I'm not arguing that's a completely rational way to feel / belief, but it totally how I feel.
And. Bay Area neighborhoods will still be full of cars because public transportation is not going to materialize overnight.
> Cars go into underground parking garages
Then we add a restriction that any multi-family unit should come with an underground parking garage. Good luck seeing that through.
> There, done.
Not done, really.
> but NIMBYs really are selfish and shallow people.
In this thread, your arguments seem shallow to me without addressing any real concerns of the bay area homeowners. You seem to be selfishly imposing your political ideology without considering all the costs which you won't be incurring anyway.
I used to think most of NIMBY was shallow. Then my city tried to approve four simultaneous development projects in one city block near me. The projects had tower heights of more than double the zoning. The traffic studies ignored all other development in the area and assumed a much higher use of public transit then is reasonable for an area poorly served by public transit. There were numerous other issues. I think many people (including myself) are not opposed to all development and see the need to build condos even in our own areas. We just see the shit we are expected to swallow from developers and want them to do far better.

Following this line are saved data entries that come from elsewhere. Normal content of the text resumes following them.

PR #377, opened 2025-12-04
Feature/nav bar

### LINKED ISSUE #372: nav bar like CFE, TFE, simularium
## Use Case

we need a nav bar that says the name of the site and links to the main allencell.org site

## Acceptance Criteria

question: should it be fixed, leaning towards no

## Details

branch from `feature/banner`

interim17:
Problem
=======
Closes #372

Happy city dweller here...no, cars are indeed loud, but so are cities. People, trains, the buzz of lights, the rumble of skateboards, chatter, endless motion at all hours, etc. That's part of the charm.
My parents bought a house in an almost-rural region of southern California in 1991. It was difficult to lose the beautiful field across the street when a housing development went in, but they shrugged their shoulders and moved on -- no biggie.
But more recently, the tiny empty lot next to theirs has been sold and 3 really ugly apartments just went in that are totally out of character with the rest of the neighborhood. If they could have blocked this from happening, they would have -- and I don't think that's selfish NIMBYism. Your next-door neighbors' behavior affects your life profoundly, and when they do dumb stuff like building ugly, stuffed-in apartments that don't fit in with the houses next door, it will affect you negatively.
All to say, NIMBYism gets a bad rap, but having a basic standard of caring about the quality of one's neighborhood (especially next-door lots) isn't selfish or shallow.
By extension, you'd have to say it's "selfish and shallow" to pay more to not live in a bad part of town... is it really?
To those who disagree, would it be right to just let every developer's plan go through without review? I'm not saying "no development", I'm promoting the equivalent of code reviews on PRs before merge.
Housing developers shouldn't have free reign to maximize their profits regardless of costs to a city.
If they said "income" it'd still shoot up the velocity of money, since poor people have higher spending rates.